# teaching jobs singapore



## jimbob77

Hi all

planning to move to singapore next year but really need some info on

(a) is there one site that advertises all primary teaching jobs at international schools?

(b) what are the differences between international schools in singapore and hk, i,e pay and availability

(c) what are government school teaching jobs like in singapore for the same reasons as above

All info will be greatfully recieved

Cheers


----------



## simonsays

unlikely you can get govt teaching jobs, as you can read up on MOE site

rest, I have no clue ..


----------



## cemel

(a) is there one site that advertises all primary teaching jobs at international schools?
_I don't think there is such a site that does that.
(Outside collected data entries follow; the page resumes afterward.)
PR #894, opened 2023-01-18
Define all dependences in requirements files

tinvaan:
Defines all project dependencies in one place (`requirements.txt` and `requirements-dev.txt`) and pins them to a version.

Initial review: https://github.com/tinvaan/operator/pull/1

## QA steps

Run the `tox` script and real pebble tests to verify sanity.

```sh
$ tox -r
$ tox -re static
$ tox -re pebble
```


README.md
```diff
@@ -88,7 +88,7 @@ is to feel natural for somebody used to coding in Python, and reasonably easy to
 who is not a pythonista.
 
 The dependencies of the operator framework are kept as minimal as possible; currently that's Python
-3.8 or greater, and `PyYAML` (both are included by default in Ubuntu's cloud images from 20.04 on).
+3.8 or greater, and a couple of python libraries outlined in [requirements.txt](requirements.txt).
```
benhoyt, line 91: Nit: python -> Python. Maybe "and the small number of Python libraries referenced in requirements.txt"

requirements.txt
```diff
@@ -1,2 +1,2 @@
-PyYAML
-websocket-client
\ No newline at end of file
+PyYAML==6.0
+websocket-client==1.4.2
```
benhoyt, line 2: I've thought about this further, and I think that given that `ops` is a library and not an applicable, we shouldn't pin exact dependencies. For rationale, see [this SO answer](https://stackoverflow.com/a/44938662/68707). I think we should only pin to the major (compatible) version. So:

```
PyYAML==6.*
websocket-client==1.*
```

We can reevaluate later if needed, but I think that's safe, and an improvement on what we have (no pinning).

For `requirements-dev.txt` we should still pin exact versions, as those are only used locally.

setup.py
```diff
@@ -26,6 +28,12 @@ def _read_me() -> str:
     return readme
 
 
+def _requirements() -> List[str]:
+    file = Path((__file__)).parent.joinpath('requirements.txt')
+    with open(file, 'r') as fh:
+        return fh.readlines()
```
benhoyt, line 34: I think we should make a couple of tweaks here:

* Let's add a `"""` docstring, kind of like `_read_me()` has.
* Drop the extra parens in `Path((...))`.
* Let's use `Path(__file__).parent / 'requirements.txt'`, as I think that's more idiomatic [with pathlib](https://docs.python.org/3/library/pathlib.html#operators).
* IMO we should drop the `r` on `open()`, but explicitly specify `encoding='utf-8'`.
* Tweak the code to make it a bit more robust with blank and comment lines, per below:

```python
with open(Path(__file__).parent / 'requirements.txt') as fh:
	reqs = []
	for line in fh:
		line = line.strip()
		if not line or line.startswith('#'):
			continue
		reqs.append(line)
        return reqs
```

requirements-dev.txt
```diff
@@ -1,3 +1,8 @@
-PyYAML
-pyright==1.1.257
-typing_extensions==4.2.0
\ No newline at end of file
+ipdb==0.13.11
```
benhoyt, line 1: IMO we should get rid of this ipdb dependency (I've never used it, devs can set up IPython / ipdb themselves if they want it). Feel free to leave that for me in a follow-up PR though.

tox.ini
```diff
@@ -57,8 +57,7 @@ commands =
 [testenv:static]
 description = Run static type checker
 deps =
-    pyright==1.1.264
-    -r{toxinidir}/requirements.txt
+    -r{toxinidir}/requirements-dev.txt
```
benhoyt, line 60: Can we also do this for the `[testenv:fmt]` and `[testenv:lint]` sections above, and their dependencies like `isort` and `autopep8`? Would be good if all dev deps were in one place.

tox.ini
```diff
@@ -68,12 +67,9 @@ passenv =
     RUN_REAL_PEBBLE_TESTS
     PEBBLE
 deps =
-    pytest
-    ipdb
     ipython!=8.1.0 # this version is broken and was causing failures
-    logassert
     coverage[toml]
-    -r{toxinidir}/requirements.txt
+    -r{toxinidir}/requirements-dev.txt
```
benhoyt, line 72: Any reason why you've moved most of these but not ipython and coverage? IMO we get rid of ipython in any case. I can't understand why ipython is needed for running these tests.

benhoyt (commented):
Thanks again for this! You're making me feel bad with all these contributions. :-) I've added a few comments of minor things I think we need to address.

requirements-dev.txt
tinvaan: I use it all the time, but I agree that it needn't be enforced by a project. Easy enough to install and use it myself.

tox.ini
tinvaan: So, I had initially left these deps as it is because I wanted to keep the dev requirements list minimal. However, now when I tried combining these deps under one `requirements-dev.txt`, I notice that `autopep8` & `flake-*` dep versions are incompatible.

Let me check if I can arrive at a version that can works across all these deps.

tox.ini
tinvaan: yeah, I really wasn't sure about `ipython` and where it's being used. For coverage, I viewed it similar to `ipdb` in that it's one of the many debugging tools that a user(a dev) can choose from. 

So within the dev environment a user may choose to use a different coverage plugin, different from that contained in the `tox` script.

However, I do also believe this is a rather fringe case and this isn't a strongly held opinion of mine. So I'll move it all into `requirements-dev.txt` for the sake of uniformity/consistency.

tox.ini
```diff
@@ -32,22 +32,15 @@ commands =
 [testenv:fmt]
 description = Apply coding style standards to code
 deps =
-    isort
-    autopep8
+    -r{toxinidir}/requirements-dev.txt
```
benhoyt, line 35: I can't comment on the correct line, but let's remove the `PYTHONBREAKPOINT=ipdb.set_trace` line above, now that ipdb is gone.

benhoyt (changes requested):
Thanks again! Just a couple of very minor changes left -- comments added.

setup.py
tinvaan: yeah not sure what happened here, perhaps I forgot to push the commit. 

I also came across https://setuptools.pypa.io/en/latest/pkg_resources.html#requirements-parsing but I've kept it for another PR with a `TODO` note for now.

benhoyt (approved):
LGTM, thanks!

rbarry82:
This looks fine, but I'm curious as to the motivation. I'm not against pinning versions, but it's uncommon practice in Python, even if we've all probably been bitten many times by "whoops, major version change happened overnight and now my CI explodes".

Was this a request, due to a specific issue, or just a change in practice?

benhoyt:
Yeah, it's to tighten things up a bit so that CI (or our users' CI) doesn't break so easily. :-) I had run into this once or twice with ops dev dependencies already.

Is it uncommon practice in Python? I've seen it a ton. Obviously more in applications because there you want to deploy exact versions, but in libraries I've definitely seen it done to pin major or minor (note that we're only pinning major versions here, except for our dev dependencies).

tinvaan:
Yeah, keeping requirements pinned to specific versions has been my experience across the projects I've been involved in as well. Obviously helps improve the stability in a CI or containerised environment.

rbarry82:
It's not a bad idea, but it's far from common practice. 

The community is pretty split on it, and the [phenomenal amount of breakage in very well backed projects](https://github.com/aws/aws-sam-cli/issues/3661) around a Jinja/MarkupSafe last year is evidence both that pinning is a good idea sometimes, but also that the Python community is still so torn on it that ~100 projects you've probably heard of had fiery CI implosions when it happened.

Could we? Sure. It is easier? Sure, most of the time. But there's a distinct tradeoff when it comes to automated CVE scanners. Most of which, admittedly, end up flagging stuff like "if a user submits a request to a REST endpoint in some part of the library you probably aren't using anyway with incredibly carefully crafted headers, they might be able to peer at something trivial: CVSS 9.9/10", but that's still a ding on the project for customers running naive scans

tinvaan:
I'm not very familiar with automated CVE scanning tools, but as for any security concerns that may arise due to pinning dependencies to versions would it make sense to include a dependabot workflow in the project?

https://github.blog/2020-06-01-keep-all-your-packages-up-to-date-with-dependabot

rbarry82:
The honest answer is "probably not". Automated CVE scanners aren't worth the time more often than not, especially compared to the hassle introduced by dependabot.

It's particularly obvious in any container built from, say, Ubuntu running as a non-privileged user with a Golang binary as the entrypoint (rather than using `ko` or building from `scratch`). Scanners flag "there's a vulnerability in `expat2`!"

But it's Go. It's probably not parsing XML anyway, and if it is, there's almost no chance it's CGO and using expat at all, so the "vulnerability" is completely meaningless. Or you pulled in some Prometheus module without quite enough granularity, and _its_ deptree yanked API integrations for every endpoint known to man (even if the code paths aren't reachable from your code), and...

But the scanner flags it anyway. And eventually, you get a ticket to go update the image, with no measurable positive outcome and no assurances that it won't just happen again tomorrow. Partly this is CVSS being a terrible system. [This](https://ubuntu.com/security/CVE-2022-28321), for example, is "Negligible" from our rating, isn't meaningfully exploitable on containers anyway, possibly never happened in Ubuntu at all (the report is from SuSE Tumbleweed years ago). It's still rated as a 9.8, and filed last year.

If that's a 9.8/10, what's Shellshock? 100/10? It's a bad system, but CVSS is the "default" scoring, and _not_ pinning deps is a tradeoff of "CI may break and I'll have to investigate it" versus "constant CVE reports will be filed and burn development time for nothing". It's a matter of picking your poison, and there's not a right/good way, but it's a large part of the reason that projects don't pin.

jnsgruk (approved):
Overall I'm +1 on this.

To a limited extent, I do agree with @rbarry82 here, and perhaps pinning the dev dependencies is less of a priority, but pinning the runtime deps is a must in my opinion, given that this is a core library for many projects now.

I would personally square this off with a a nicely tuned bot (renovate, or similar), but we could write a very simple automation that just checks the pinned versions every week, or even every month, and opens an issue or PR to make sure they're kept fresh.

jameinel (approved):
I'm broadly in favor of trying to do the major version pinning, and see if this gives an overall better experience than having PyYAML release a major version 7, and charms that haven't been doing pinning just falling over.

ops/pebble.py
```diff
@@ -2483,8 +2483,8 @@ def __init__(
         self._max_lookahead = max_lookahead
         self._max_boundary_length = max_boundary_length
 
-        self._buf = bytearray()
-        self._pos = 0  # current position in buf
+        self._buf: bytearray = bytearray()
+        self._pos: int = 0  # current position in buf
```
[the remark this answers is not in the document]
benhoyt: Yeah, I couldn't figure this out either. I just spent a bunch of time on it creating a cut-down reproducer ... and it turns out it's a bug in Pyright being confused about Unknown types in some cases. It was a weird one to reproduce because I'd take out a code block or if statement that was seemingly unrelated, and Pyright would suddenly be OK. But it was fixed with Pyright [1.1.290](https://github.com/microsoft/pyright/releases/tag/1.1.290), so I upgraded Pyright to the latest (1.1.291) and removed those type annotations now.

It was likely [this Pyright fix](https://github.com/microsoft/pyright/commit/bd010d11926856025835c3bf75d0351094417e9f) which has to do with caching of Unknown types or something.

Anyway, thanks for nerd-sniping me. ;-)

You may want to contact the international schools directly though. They are always hiring though I think. _

(b) what are the differences between international schools in singapore and hk, i,e pay and availability
_Can't help you on this. _

(c) what are government school teaching jobs like in singapore for the same reasons as above
_If I remember correctly, teachers in govt schools work from 7am - 3pm. Teachers are well paid (3K - 8K depending on positions and experiences). _


----------



## Edward_Davis

Hi, how about u go google "Contact Singapore Jobs" i wanted to pass you the link but I can't as I'm still a new member. just click on the first link and choose "education" there should be a listing of educational related jobs that are available in singapore


----------